= Roberto Kolb Neuhaus =

Mexican musicologist and oboist

Roberto Kolb Neuhaus (1951, Mexico) is a Mexican musicologist and oboist of Austrian origin. He is widely known for his researches of Mexican composer Silvestre Revueltas. He has written many books and essays about the composer published in Mexico, United States, Vienna, and Berlin. He has been invited to musical congresses worldwide. In 1998 he published the first complete catalogue of Revueltas's works. He is the leading authority on Revueltas music.
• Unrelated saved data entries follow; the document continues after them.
PR #3997, opened 2022-06-29
feat: UMA2.0: Add simple Designated votingV2 to support two key contracts for new DVM design.

chrismaree:
**Motivation**

The PR adds a DesignatedVotingV2 contract to enable 2key contracts within the staking setup for DVMv2.

**Summary**

New contracts and tests added.

**Testing**

- [X]  New unit tests created
- [ ]  Untested

### DIFF
--- a/packages/serverless-orchestration/src/ServerlessHub.js
+++ b/packages/serverless-orchestration/src/ServerlessHub.js
@@ -285,13 +285,10 @@ hub.post("/", async (req, res) => {
     }
 
     await delay(waitForLoggerDelay); // Wait a few seconds to be sure the the winston logs are processed upstream.
-    res
-      .status(500)
-      .send({
-        message:
-          errorOutput instanceof Error ? "A fatal error occurred in the hub" : "Some spoke calls returned errors",
-        output: errorOutput instanceof Error ? errorOutput.message : errorOutput,
-      });
+    res.status(500).send({
+      message: errorOutput instanceof Error ? "A fatal error occurred in the hub" : "Some spoke calls returned errors",
+      output: errorOutput instanceof Error ? errorOutput.message : errorOutput,
+    });
   }
 });
 


packages/core/contracts/common/implementation/Stakeable.sol
```diff
@@ -0,0 +1,50 @@
...
+pragma solidity ^0.8.0;
+
+import "../../oracle/interfaces/StakerInterface.sol";
+import "./Withdrawable.sol";
+
+/**
+ * @title Base contract that extends the Withdrawable contract enabling a specific role to stake ERC20 tokens against the
+ * Voting contract. Voting contract is fed in as a param rather than fetched from the finder to enable upgradability.
+ */
+abstract contract Stakeable is Withdrawable {
```
mrice32, line 15: Just OOC, why did you choose to make this a separate contract rather than just adding these methods to the DesignatedVotingV2 contract?

packages/core/contracts/oracle/implementation/DesignatedVotingV2.sol
```diff
@@ -0,0 +1,120 @@
...
+import "../interfaces/VotingAncillaryInterface.sol";
+import "../interfaces/FinderInterface.sol";
+import "./Constants.sol";
+
+/**
+ * @title Proxy to allow voting from another address.
+ * @dev Allows a UMA token holder to designate another address to vote on their behalf.
+ * Each voter must deploy their own instance of this contract.
+ */
+contract DesignatedVotingV2 is Stakeable {
```
mrice32, line 15: If this isn't multicallable, execute unstake always has to be a separate transaction from the withdraw. Do you think that's enough reason to make it multicall?

packages/core/contracts/oracle/implementation/DesignatedVotingV2.sol
```diff
@@ -0,0 +1,120 @@
...
+    /****************************************
+     *    INTERNAL VARIABLES AND STORAGE    *
+     ****************************************/
+
+    enum Roles {
```
mrice32, line 20: I thought we were trying to move off of multirole, now that OZ has a comparable library?

Note: something that the current version has that would be really desirable to keep in a new version would be for a layman to be able to easily query the owner and designated voter via etherscan. It's a feature we use all the time.

packages/core/contracts/oracle/implementation/DesignatedVotingV2.sol
```diff
@@ -0,0 +1,120 @@
...
+     * @notice Forwards a reward retrieval to Voting.
+     * @dev Rewards are added to the tokens already held by this contract.
+     * @return amount of rewards that the user should receive.
+     */
+    function retrieveRewards() public onlyRoleHolder(uint256(Roles.Voter)) returns (uint256) {
+        StakerInterface voting = StakerInterface(address(_getVotingContract()));
+        uint256 rewardsMinted = voting.withdrawRewards();
+        IERC20(address(voting.votingToken())).approve(address(voting), rewardsMinted);
+        voting.stake(rewardsMinted);
+    }
```
mrice32, line 115: Is there any way for a user to pull the rewards into the contract rather than restaking them, so they don't have to always deal with a lockup?

IIRC, this was the reason we wanted the rewards to be disbursed to the user by default rather than being restaked by default.

packages/core/contracts/common/implementation/Stakeable.sol
```diff
@@ -0,0 +1,50 @@
...
+    using SafeERC20 for IERC20;
+
+    uint256 private roleId;
```
mrice32, line 18: Where is this value set? Who is it supposed to be set to? The owner or the designated voter?

packages/core/contracts/oracle/implementation/DesignatedVotingV2Factory.sol
```diff
@@ -0,0 +1,43 @@
...
+    mapping(address => DesignatedVotingV2) public designatedVotingContracts;
+
+    /**
+     * @notice Construct the DesignatedVotingFactory contract.
+     * @param finderAddress keeps track of all contracts within the system based on their interfaceName.
+     */
+    constructor(address finderAddress) {
+        finder = finderAddress;
+    }
+
```
mrice32, line 22: Might not be appropriate for this PR, but is there anything we could add to this contract to make the migration process from the old DV contracts to the new ones easier? For instance, maybe we could have a function that permissionlessly replicates the configuration of an old DV contract in a new DV contract and adds the user to the mapping all in one go 🤷. Just something to think about.

mrice32 (approved):
Looks great! A few comments

package.json
```diff
@@ -9,8 +9,8 @@
     "lint-fix": "yarn eslint --fix && yarn prettier --write",
     "eslint": "eslint './**/*.js' './**/*.ts'",
     "prettier": "prettier './**/*.js' './**/*.sol' './**/*.md' './**/*.ts'",
-    "test": "lerna run --stream --concurrency=4 test",
-    "test-concurrent": "lerna run --stream --concurrency=4 test --ignore @uma/serverless-orchestration --ignore @uma/affiliates && lerna run --stream --concurrency=1 test --scope @uma/serverless-orchestration --scope @uma/affiliates",
+    "test": "NODE_OPTIONS=--max-old-space-size=4096 lerna run --stream --concurrency=4 test",
```
chrismaree, line 12: ^

packages/core/contracts/common/implementation/Stakeable.sol
chrismaree: to follow the same pattern that the DesignatedVoting v1 had. can roll it all into one but by doing it this way it follows the same pattern.

packages/core/contracts/oracle/implementation/DesignatedVotingV2.sol
chrismaree: good call! it should be marked as multicall. I will leave this for a follow on PR where we add it to the other UMA.20 contracts(`Voting.sol`).

packages/core/contracts/oracle/implementation/DesignatedVotingV2.sol
chrismaree: I kept it like this as I wanted this to be a minimum viable drop-in for the current system by keeping _all_ logic the same other than adding support for the new staking logic. as a separate PR we can strip out this and move to the OZ stuff but then it should be done in the voting.sol contract at the same.

packages/core/contracts/oracle/implementation/DesignatedVotingV2.sol
chrismaree: I chose to do it like this as this now behaves the _same_ as the current Designated voting contract. claiming rewards in the current design just sends them to the designated voting contract. in this implementation by `retrieveRewards` re-staking, this behaves the same as the current design.

if we wanted voters to be able to access these this has implications for how we use this as a vesting mechanism and I don't think this decision has been made yet.

packages/core/contracts/common/implementation/Stakeable.sol
chrismaree: it's set implicitly via the `Withdrawable.sol` contract (the existing DesignatedVoting contract that lets us set this. I'm going to re-work this to make it more explicit.

packages/core/contracts/oracle/implementation/DesignatedVotingV2Factory.sol
chrismaree: ye, we'll need to think more about this and can leave it for a follow on PR.

mrice32 (approved):
LGTM!

packages/core/contracts/oracle/implementation/DesignatedVotingV2Factory.sol
```diff
@@ -0,0 +1,43 @@
...
+pragma solidity ^0.8.0;
+
+import "../../common/implementation/Withdrawable.sol";
+import "./DesignatedVotingV2.sol";
+
+/**
+ * @title Factory to deploy new instances of DesignatedVotingV2 and look up previously deployed instances.
+ * @dev Allows off-chain infrastructure to look up a hot wallet's deployed DesignatedVoting contract.
+ */
+contract DesignatedVotingV2Factory is Withdrawable {
```
md0x, line 11: Why is `DesignatedVotingV2Factory` `Withdrawable`?

md0x (approved):
Looks good to me, just left one comment/question.

packages/core/contracts/oracle/implementation/DesignatedVotingV2Factory.sol
chrismaree: it was also in v1 so I left it the same here. I dont think it really needs this inheritance path but I wanted to keep things as similar to what we had before and can remove/add new logic in subsequent PRs.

He studied at the Conservatory of The Hague where he obtained a degree in oboe and a special degree in English horn. He has also studied baroque oboe, composition and sociology of music. He received a Ph.D. in History of Art from National Autonomous University of Mexico UNAM. For 15 years he played the oboe and English horn in the Filarmonica de la Ciudad de Mexico and in Filarmonica de la UNAM.
He is founder and artistic director of Camerata de las Americas.
Since 1994 he has been a teacher and researcher at the Escuela Nacional de Musica (UNAM).
Recently he collaborated with the Orquesta Sinfónica de Guanajuato in the first world recording of Revueltas's orchestral work Esquinas in its two versions.

==Works==
- Kolb Neuhaus, Roberto. 1998. Manual para la construcción de cañas para oboes. ISBN 968-36-6358-3.
- Kolb Neuhaus, Roberto. 1998. Silvestre Revueltas. Catálogo de sus obras. Coyoacán, DF. Universidad Nacional Autonóma de México. Escuela Nacional del Música. ISBN 9683669093.